New tool: ScatterPlotBot
tl;dr I made a new new new thing for producing scatter plots.
Last week, I tried to dig into team-level experience earned per match to look for differences between winning and losing teams in varying leagues. I ended up producing a large number of histograms like the following; they initially looked attractive and interesting, but ended up being baffling, inexplicable, and ultimately wrong:
I put a nice, subtle 'wrong' overlay here, so that no one gets misled.
To me, there appeared to be some sort of underlying multimodal distribution. However, I could not think of a compelling explanation for this in terms of actual gameplay. It turns out that doing so would be extremely difficult, since precisely no gameplay-related factors contributed to the hard-to-explain parts of that histogram.
What was it then?
It became clear when I plotted the data in a different way (as it often does).
Here is a scatter plot of xp/min vs. game length for similar data:
Well, that certainly looks a bit wacky. The apparent discontinuities immediately suggest that something strange is afoot. Here, I would expect to see some sort of amorphous blob of games, the hard horizontal lines are ugly and indicative of trouble. There is no gameplay reason for huge jumps in xp/min as matches cross certain thresholds of game length.
Given the specific way I am using Riot's data api, the experience data actually turns out to be a bit tough to get. Without downloading the full timeline for each match, experience earned is only reported in 5 and 10 minute increments. So, for certain game lengths, the last 5 or 10 minutes of experience earned is dropped (ignored), and thus the data I collected is not useful for this type of analysis.
So, I had to redact the second half of last weeks post. No big deal.
More interesting than these specific technical details is how I produced that scatter plot. So, I want to now discuss that.
The scatter plot above was produced with a brand new tool I built this week called ScatterPlotBot. I put the source code up on GitHub for you to check out, if that is your kind of thing. It is merely a quick start with a couple of good ideas, but I look forward to developing it further and using it for all kinds of fun scatter plots in future analyses.

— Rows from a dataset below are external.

PR #264, opened 2015-11-03
Fix DEBUG_LEVELING bug in Marlin_main.cpp

thinkyhead:
See MarlinFirmware/Marlin#2671


Roxy-3DPrintBoard:
I used your debug stuff again today!

PR #267, opened 2015-11-04
Reimplement BABYSTEP_INVERT_Z

AnHardt:
Fixing https://github.com/MarlinFirmware/Marlin/issues/2742


AnHardt:
Probably there are a lot of possible solutions. You can use the ENABLED-macro but you do not have to. We already have:
```
 #if ENABLED(BABYSTEPPING)
 
   static void _lcd_babystep(int axis, const char* msg) {
     if (encoderPosition != 0) {
-      babystepsTodo[axis] += BABYSTEP_MULTIPLICATOR * (int)encoderPosition;
+      babystepsTodo[axis] += BABYSTEP_MULTIPLICATOR * (int)encoderPosition * (BABYSTEP_INVERT_Z && axis == Z_AXIS) ? -1, 1;
       encoderPosition = 0;
       lcdDrawUpdate = 1;
     }
```
and in all the configurations we have:
```
#if ENABLED(BABYSTEPPING)
  #define BABYSTEP_XY  //not only z, but also XY in the menu. more clutter, more functions
  #define BABYSTEP_INVERT_Z false  //true for inverse movements in Z
  #define BABYSTEP_Z_MULTIPLICATOR 2 //faster z movements
#endif
```
` BABYSTEP_INVERT_Z` exists when `BABYSTEPPING` exists. For `BABYSTEPPING` we tested before.

If i had not tried to repair it, but wanted to invent it, i had defined  `BABYSTEP_INVERT_Z` as '1' or '-1' and made a direct multiplication, saving the decision. ;-)

Wackerbarth:
But that "in all the configurations" is where the problem exists.
If the entry applies to the default, it will migrate from the multiple configuration files and be placed in the configuration defaults.  Then, what happens when someone wants the inversion to be true?

So, we will have to condition the default on DISABLED(BABYSTEP_INVERT_Z)  (or equivalent).

But, in those cases where we want to specify inversion, isn't it easier to follow the logic and define the proper value if we use ENABLED(BABYSTEP_INVERT_Z) in the code rather than having to remember that BABYSTEP_INVERT_Z is a true/false value rather than just an option?

AnHardt:
As saied before. I did not invent or concepted this. I just made use of a already existing define.

As every other defined by default option it has to be encapsulated in a `#ifndef OPTION\n   #define OPTION value\n#endif` to make it setable by a preloaded customization-file or compiler option. I'm quite sure, i talked about that when you came up with this idea the first time.

In the configs we used to have, we have a context, a example value and ideally a comment. That's not a that bad hint about what the new value should look like.

How, do you suppose the customization-files are written? My best guess is to have a existing configuration file in one window and the new one in an other. Reading in the one and writing to the other.

Wackerbarth:
"As said before. I did not invent or conceive this. I just made use of a already existing define."

If someone made a poor choice in the past, that is no reason to perpetuate it.

Having the default for any option be "false" (preferably signaled by the absence of any related entry) and, when activated, "true" (without needing to specify a value) is less likely to cause users to make an incorrectly formatted entry.  The `ENABLED` macro that Scott developed is quite useful in this process.

I recognize that there are some parameters which cannot be handled that way because they require numerical values (for example, PID parameters). Those we will have to handle with `#ifdef` constructs.

- - -

"How, do you suppose the customization-files are written? My best guess is to have a existing configuration file in one window and the new one in an other. Reading in the one and writing to the other."

The main difference is that I propose having only one copy of the complete reference file. And I propose that that reference copy SHOULD have much better commenting than the limited amount that we currently place in the difficult to maintain multitude of copies (some of which are, invariably, out of date).  Additionally, since the parts of the configuration entries which actually needed is a small subset of the total, it is much easier to find the "active" components because they are not intermixed with "inactive" ones.

AnHardt:
This is not needed when `Babystep_Multiplicator` is set negative.

PR #273, opened 2015-11-07
Rename numbered travis tests to something meaningful

AnHardt:
Rename Travis Tests to more descriptiv names.


Wackerbarth:
This will require a corresponding change to the boards.txt in the support platform.
I'll work on that part of it.

Wackerbarth:
@AnHardt -- Now that the Arduino IDE 1.6.6 has been released, I think we should move to using it for our Travis tests and drop support for all prior versions of the IDE. Do you agree?

AnHardt:
Thanks.
Yes. The actual release of Arduino (1.6.6) is the easiest one to access for the 'users'. We should test with this.

AnHardt:
Only the actual `release` and `1.0.x` branch work better with ARDUINO 1.0.6 under certainly circumstances (dual extruder).

AnHardt:
Update done.

Wackerbarth:
@AnHardt  -- "Only the actual release and 1.0.x branches work better with ARDUINO 1.0.6 under certain circumstances (dual extruder)."

I'm going to open a separate issue to discuss this.

Wackerbarth:
See PR #276

PR #281, opened 2015-11-19
Fixed missing #if in MiniKossel Customization.h file

scas-mdd:
Missing #if ENABLED(PIDTEMP) in MiniKossel customizatio.h file 

https://github.com/MarlinFirmware/MarlinDev/blob/master/configurations/vendor/generic/MiniKossel/Customization.h#L25

I do not have this kind of board, but from my understanding that code block either should be under PIDTEMP condition, or the #endif should be removed. I chose the first one, but I can update the PR if the other one is needed.


scas-mdd:
Ok, did that! I was not aware exactly how it should be (though I looked through other configuration files). Thanks!

PR #282, opened 2015-11-19
[Updated] TotalPrintCount 

iashwinprasada:
as discussed in the main repo's pull request #249 & #237 , I've made some major changes from the latest @RicardoGA  code....

M504 is now kept as a generic code which is called at the beginning and end of each gcoode file.
making it generic opens the door for many such features which can be included at the Start & End easily.

## M504 S E  
+ S - start of gcode
+ E - end of gcode

In this case, we maintain two EEPROM variables to store total prints started and Succecfully ended...
functions to increment it will be inside the code M504 S and M504 E respectively...

Now we can also get the total failed prints
## M505 S C
+ S - get total number of prints and total number of failed prints
+ C - Clear the counters

**tested working on our printer


iashwinprasada:
http://thijs.elenbaas.net/2012/07/extended-eeprom-library-for-arduino/

This still uses struct wise addressing, but additional space for key! How to approach this issue now??

int address = 0;
 
struct keyValuePair {
int key;
float value;
};
 
keyValuePair keyValueInput[2];
keyValuePair keyValueOutput[2];
 
void setup()
{
Serial.begin(9600);
 
keyValueInput[0].key = 2; keyValueInput[0].value = 4.4;
keyValueInput[1].key = 4; keyValueInput[1].value = 8.8;
 
EEPROM.writeBlock(address, keyValueInput,2);
EEPROM.readBlock(address, keyValueOutput,2);

Wackerbarth:
@iashwinprasada -- Your above comment is moving in the right direction.
However, it is still too specific in the sense that it specifies a particular implementation..
We really need to  create some wrapper functions like
```
int get_persistent_integer(LIFETIME_PRINTS_STARTED);
...
void set_persistent_integer(LIFETIME_PRINTS_COMPLETED);
...
``` 
Then you can implement the M- commands using those functions and we can refine the definitions later.

Also, we need to begin working toward splitting up marlin_main.cpp.
Toward that goal, you should place your M-commands in a separate file (related commands in the same file).

Also, with respect to this PR, it needs to be rebased on the current "master" or "dev" so that the diff doesn't include a bunch of unrelated changes that are not a part of your work.

PR #286, opened 2015-11-23
Kc is also a multi-PID parameter

Wackerbarth:
This is the same as Marlin #2794.


Wackerbarth:
#2794 was merged into 1.1. Merging it here to avoid regressing.

PR #291, opened 2015-11-27
Abort on endstop

Wackerbarth:
This is the code that Andreas  proposed to improve end stop handling


AnHardt:
@Wackerbarth 
Thank you for the example integration. Have not analysed this jet. But my code seems to be in. ;-)

Wackerbarth:
/Users/wacky/Documents/Arduino/libraries/MarlinDev/stepper.cpp: In function 'void checkHitEndstops()':
/Users/wacky/Documents/Arduino/libraries/MarlinDev/stepper.cpp:295:30: warning: array subscript is above array bounds [-Warray-bounds]
         axis_known_position[3] = { false }; // not homed anymore

AnHardt:
Yep. Has to be done in a loop. Just used the initialization syntax.

`for (int i = 0; i<3; i++)`axis_known_position[i] = false;

Wackerbarth:
@AnHardt -- This PR is an example of the motivation for placing pending PR threads in the MarlinDev repository rather than in my (or some other user's) personal fork of the repository. By having it in an accessible branch, you were able to make a correction without the hassle of asking me to merge your PR, etc.

Now, the change can be tested and if it works as expected, merged into the main body of code.

a4jp-com:
Very cool ^^

MagoKimbra:
Hi, I checked, but I have a probe optical for autobedlevel. In this way before it arrives at the plate stop printing because it is activated. I modified this way:

    #if ENABLED(ABORT_ON_ENDSTOP_HIT_FEATURE_ENABLED)
      if (abort_on_endstop_hit && !(endstop_hit_bits & BIT(Z_PROBE))) {
        #if ENABLED(SDSUPPORT)
          card.sdprinting = false;
          card.closefile();
        #endif
        axis_known_position[3] = { false }; // not homed anymore
        quickStop(); // kill the planner buffer
        Stop();      // restart by M999
      }
    #endif
   
   endstops_hit_on_purpose();

Wackerbarth:
Rather than checking for, and excluding the probe as an endstop here, wouldn't it make more sense to simply ignore setting the probe bit unless we are actively performing a probe?

AnHardt:
@MagoKimbra 
That's one of the ways you can handle the problem. My suggestion was to handle the probe only when deployed/(explicitly turned on)

MagoKimbra:
It would be better not to set the bit of Z-probe, but no longer read the info. I do not know if they actually serve.

#if ENABLED(Z_MIN_PROBE_ENDSTOP)
      if (endstop_hit_bits & BIT(Z_MIN_PROBE)) {
        SERIAL_ECHOPAIR(" Z_MIN_PROBE=", (float)endstops_trigsteps[Z_AXIS] / axis_steps_per_unit[Z_AXIS]);
        LCD_MESSAGEPGM(MSG_ENDSTOPS_HIT "ZP");
      }
    #endif

thinkyhead:
If the equivalent for this is already merged into RCBugFix then we can close this. That code will get migrated here after the release.

boelle:

jbrazio:

PR #297, opened 2015-12-04
Revert some floats to long for speed

Wackerbarth:
These are improvements proposed by @Wurstnase as improvements to 1.1.0-RC

I think that there may also be additional places where the use of float is not necessary, or really appropriate.


Wackerbarth:
Thanks, @Wurstnase

Wurstnase:
You're welcome :)

Issue #1665, opened 2016-11-01
clear search field - icon / button missing


ferdiga:
1.0.0rc

currently it is not possible to clear the search field using the mouse (or the finger on a touch screen device)

suggestion: add a "clear" icon like in thunderbird
![image](https://cloud.githubusercontent.com/assets/6248560/19882406/cf0e8cbe-a00d-11e6-9c4e-9e2330a0af35.png)

BjarniRunar:
Just to play devil's advocate: why does this matter? Even if you've cleared the search field you're going to need to use a keyboard to type in the search terms anyway...

To answer my own question: I guess many users don't know how to select-all and then delete with hot-keys?

ferdiga:
well I thought working with a mouse device should be supported - it may have a reason why a lot of UI have this feature.

shreab373:
@ferdiga hello! i'm a complete noob to open source contribution, do you think i should take this up? could you guide me? :)

ferdiga:
sorry can't give advice - not my domain

BjarniRunar:
@shreab373 Welcome!

I think this task has a few parts, some harder than others:

1) You'd want to find or create an appropriate icon. At the simplest, this would be a Unicode character that is available in the standard fonts, medium complexity would be to create a .png icon and add to the project's static resources (`shared-data/default-theme/img/`), most complex would be to draw a new icon and add to our icon font.

2) Update the HTML/CSS to display the icon. The Mailpile HTML/CSS code lives in `shared-data/default-theme/...`

3) Create a small amount of Javascript which clears the search box when the icon is clicked. The main app Javascript is in `shared-data/default-theme/html/jsapi/...`

Does this help? You may also want to join our IRC channel on Freenode (#mailpile) to have live chats with us there.

PR #1678, opened 2016-11-13
Prevent unwanted selection in search field

kehugter:
The whole search query is selected only if the search field didn't have
focus before the click event. This allows the user to select substrings
and cursor positions using the mouse.


BjarniRunar:
Thanks for doing this! I kinda have the feeling that this whole auto-select thing is a misfeature, but you've at least made it behave better. ;-)

kehugter:
I'm not really a fan of auto-selecting. The only useful situation I can think of is to delete the whole text, but in that case #1665 is IMO more predictable/convenient.

Note that Google doesn't auto-select in any of its products.

PR #1680, opened 2016-11-15
Sanitize avatars to protect against XSS attacks.

ryneeverett:
Avatars are sourced from third parties we have no particular reason to
trust.

This is a followup to discussion in #1669.


BjarniRunar:
Very nice, thank you!

PR #1681, opened 2016-11-15
Plugin and vcard improvements.

ryneeverett:
These changes may seem unrelated, but they all have the goal of implementing the face vcard plugin efficiently by improving the flexibility of the plugin system rather than adding yet another special-purpose plugin type or hook. My premise is that the coupling of plugin typing/configuration *(what/how)* with the hook *(when)* is unnecessary.

This is a followup to discussion in #1669.

### DIFF
--- a/mailpile/plugins/__init__.py
+++ b/mailpile/plugins/__init__.py
@@ -778,15 +778,6 @@ class PluginManager(object):
         return [elem for elem in self.UI_ELEMENTS[ui_type]
                 if context in elem['context']]
 
-    ##[ Pluggable Hooks ]####################################################
-
-    INCOMING_EMAIL = {}
-
-    @staticmethod
-    def trigger(hook, **kwargs):
-        for func in hook.values():
-            func(**kwargs)
-
 
 ##[ Backwards compatibility ]################################################
 
--- a/mailpile/plugins/__init__.py
+++ b/mailpile/plugins/__init__.py
@@ -25,9 +25,9 @@ __all__ = [
     'eventlog', 'search', 'tags', 'contacts', 'compose', 'groups',
     'dates', 'sizes', 'autotag', 'cryptostate', 'crypto_gnupg',
     'setup_magic', 'exporters', 'plugins', 'motd',
-    'vcard_carddav', 'vcard_gnupg', 'vcard_gravatar', 'vcard_libravatar',
-    'vcard_mork', 'html_magic', 'migrate', 'smtp_server', 'crypto_policy',
-    'keylookup'
+    'vcard_carddav', 'vcard_face', 'vcard_gnupg', 'vcard_gravatar',
+    'vcard_libravatar', 'vcard_mork', 'html_magic', 'migrate', 'smtp_server',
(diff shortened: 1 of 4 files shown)


BjarniRunar:
Thanks for doing this! It's going to take me some time to review this properly, but I'll try to get to it as soon as possible.

mailpile/plugins/__init__.py
```diff
@@ -635,16 +635,11 @@ def register_filter_hook_post(self, name, hook):
     VCARD_EXPORTERS = {}
     VCARD_CONTEXT_PROVIDERS = {}
 
-    def _reg_vcard_plugin(self, what, cfg_sect, plugin_classes, cls, dct):
+    def _reg_vcard_plugin(self, what, cfg_sect, plugin_classes):
         for plugin_class in plugin_classes:
             if not plugin_class.SHORT_NAME or not plugin_class.FORMAT_NAME:
                 raise PluginError("Please set SHORT_NAME "
```
BjarniRunar: We should also check for the HOOKS variable here

mailpile/search.py
```diff
@@ -605,6 +605,9 @@ def _real_scan_one(self, session,
             last_date = long(msg_info[self.MSG_DATE], 36)
             added += 1
 
+        PluginManager.trigger(
```
BjarniRunar: I don't think this is the right place for it; in this place we may be "lazy" which means we're adding metadata about the message to our index but not actually processing the message body. You want the message body to be available when this takes place; that basically means you want to look for where the keyword extractors are invoked. There is already a hook there for plugins to look at incoming mail, so I'm not sure we need a new one for this.

mailpile/plugins/vcard_face.py
```diff
@@ -0,0 +1,59 @@
...
+    CONFIG_RULES = {
+        'active': [_('Enable this importer'), bool, True],
+    }
+    VCARD_TS = 'x-face-ts'
+    VCARD_IMG = ''
+
+    def __init__(self):
+        pass
+
+    def __call__(self, **kwargs):
```
BjarniRunar: This is pretty vague. Why can this not have a proper name and named arguments? I don't think the complete lack of structure is a good code smell.

mailpile/plugins/__init__.py
```diff
@@ -782,6 +776,15 @@ def get_ui_elements(self, ui_type, context):
         return [elem for elem in self.UI_ELEMENTS[ui_type]
                 if context in elem['context']]
 
+    ##[ Pluggable Hooks ]####################################################
+
+    INCOMING_EMAIL = {}
```
BjarniRunar: I don't like how completely unstructured this is, explicit is better than implicit if we want to avoid weird heisenbugs.

Also note the comments about where this is invoked; I don't think this is integrated at the right place at the moment, and I think the functionality you want already exists (but may have a misleading name).

ryneeverett:
I think I've mostly addressed your concerns but I think I also broke mail scanning somewhere along the way. I'll have to come back to this.

ryneeverett:
Fixed and ready for another round of review.

PR #1683, opened 2016-11-22
Launch browser at start-up option

aaronthj16:
This is so that a browser won't start up instantly for command line users and having to close the browser before using the command line

### DIFF
--- a/mailpile/app.py
+++ b/mailpile/app.py
@@ -80,7 +80,8 @@ def Interact(session):
 
     try:
         prompt = session.ui.term.color('mailpile> ',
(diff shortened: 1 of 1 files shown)


BjarniRunar:
Thanks for doing this! However, making the startup interactive like that is a non-starter, we cannot always assume the user is present and watching the console.

Preventing the browser from launching can already be done in two ways:

1. Unset the DISPLAY variable (on Unix) before launching Mailpile, or
2. set prefs.open_in_browser = false

This could be better documented obviously... :-)

aaronthj16:
Thanks for that :)

PR #1684, opened 2016-11-22
Improve local encryption

BjarniRunar:
This PR updates the "mailpile encrypted storage" format to v2.

Main changes:

1. Use the pycrypto library if available
2. If we have pycrypto, use AES-128-CTR instead of external openssl enc with AES-256-CBC
3. Instead of using MD5 to validate contents, use SHA256 and proper MAC semantics

This is stage 1 of "get rid of external openssl" - stage 2 will be a migration script that finds and reencrypts data stored in the old format. Stage 3 will be using the included crypto.records to move our index out of RAM and properly encrypt the search engine, but that probably is a post-1.0 feature.

The benefit of AES-128-CTR is that it is malleable, a single bitflip will not corrupt the entire file, which means the our encryption no longer hurts reliability (aside from complexity and bugs, but such is life).

The hope that pycrypto would be faster than shelling out to openssl has unfortunately not been realized, so many cycles are spent in Python on base64 en/decoding, buffering and searching for boundaries that this actually performs a bit worse on my machine. Future work may be able to improve that, we'll see...


JocelynDelalande:
Will review (at least reading & testing, reviewing is not the propper word).

I'm thinking about maintaining the doc in sync with current master.

The recommended install method will include install of pycrypto, right ? Ok if I update the install docs to mention that new dependency ?

As-is, does this PR is supposed to break existing data or transition smoothly ?

Ayrx:
Is there a reason why you opted for PyCrypto over pyca/cryptography? PyCrypto is now completely unmaintained (last commit is in 2014) while pyca/cryptography is in active development. AFAICT all the functionality you require is supported by pyca/cryptography.

Disclaimer: contributor to pyca/cryptography.

JocelynDelalande:
@Ayrx Interesting remark indeed.

1. [last commit on pycrypto](https://github.com/dlitz/pycrypto/commits/master) is in June of 2014

2. On the other side, pyca-cryptography does not seem to be packaged in Linux distros (as far as now, you can install mailpile without a « pip install », at least on debian / ubuntu).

Existing tools that I have traditionally used for doing plots fail under certain conditions with lots of data. The experience and gold data from last week's post was drawn from nearly two million matches, and with several data points per match, the number of points per plot goes well into the millions. Many general purpose tools are not geared for mult-million point datasets, so I saw an opportunity to develop my own.
The main ideas behind ScatterPlotBot are:
- Handle arbitrarily large datasets. Through clever projections, the program can handle huge datasets without doing too much work.
- Easy to configure and use in repeatable ways. ScatterPlotBot is a Windows console app that consumes data in easy-to-produce xml/line-oriented file formats. Automating running ScatterPlotBot is a breeze.
- Do not plot points that are not there. Many tools for making scatter plots plot small dots at each data point. These can overlap and blend in an attractive way, but I have shaded towards only plotting single pixels. That way, I can choose to plot only points that were actually found in the dataset.
If you are a programmer, analyst, or other interested party, head over to GitHub and check out the code. Otherwise, just chill, and look forward to many insightful and enlightening scatter plots in future LeagueMath.com posts.
So, yes. I spent the time I would have otherwise spent doing League of Legends math analysis building a new tool for making attractive scatter plots from millions of data points. Doing so helped me uncover a funny quirk in Riot's match data reporting that hosed my analysis from last week. I redacted a huge swath of last weeks post, and put the ScatterPlotBot on Github.
So, it is time to go home and scroll down a bit; dig in to some earlier post and actually learn something about League of Legends math. As ever, get at me on twitter to discuss any ideas you have about this or any post. Last but not least, do not forget the rss feed, which is the most reliable way to be notified about upcoming articles.
Cayley's theorem indicates that having a complete understanding of symmetric groups gives one a complete understanding of all groups. When I go to sleep I dream of the symmetries in a League of Legends match and see the hazy outlines of a mirage of such a complete understanding of League and math. Until we get there, we will have to sate ourselves with mere LeagueMath.com.
No F# expressions of higher-dimensional data projection were harmed in the making of this article.